PR #1047, opened 2019-12-31
Fix MPI for multi-threading

davidbrochart:


davidbrochart:
In conda-forge, `scotch` has been compiled with `SCOTCH_PTHREAD`, so either `MPI_Init()` must be called with `MPI_THREAD_MULTIPLE`, or `MPI_Init_thread()` must be called. At import time, `mpi4py` initializes the MPI execution environment calling `MPI_Init_thread()`. `mpi4py` must be imported before `petsc4py` otherwise `petsc4py` initializes MPI with `MPI_Init()`.

PR #1049, opened 2020-01-07
Travis Build Speedup with build_ext

zhang-alvin:
Attempt at speeding up Travis build by explicitly calling `python setup.py build_ext` to make use of threads as per @cekees suggestion.


zhang-alvin:
Going to close this PR since no speedup was observed in build process. See #1039 for more in-depth discussion if this ever comes up again.

PR #1050, opened 2020-01-09
Modify Doxygen / Breathe / Exhale workflow

tridelat:
- use doxygen without exhale (memory problem with exhale)
- still use breathe to allow to manually include doxygen definitions in sphinx .rst
- link to sphinx for python and doxygen for c++
- build  in ./build instead of ../../proteus-website


tridelat:
@cekees done for the copyright, the version on Doxygen was already updated but did not render on the pages because I did not regenerate the docs

PR #1051, opened 2020-01-13
Migrate Mprans to xtensor

JohanMabille:
This PR is based on #1039 and should be merged after.

I open it early so it is possible to follow the changes. The idea is to make a new "standalone" mprans module based on xtensor/xtensor-python with minimal changes in the implementation.

Instead of directly changing mprans, the new implementation is done in mprans2 so it remains easy to compare both of them. Once the implementation is done, the build will swap mprans and mprans2 to test and fix the issues.

Once it has been merged, I will iterate on cleaning the code.


JohanMabille:
Closing it, will push directly to #1504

========================

Problem statement | If a line in the material holds "cekees", copy it.

Answer box |
Attempt at speeding up Travis build by explicitly calling `python setup.py build_ext` to make use of threads as per @cekees suggestion.
@cekees done for the copyright, the version on Doxygen was already updated but did not render on the pages because I did not regenerate the docs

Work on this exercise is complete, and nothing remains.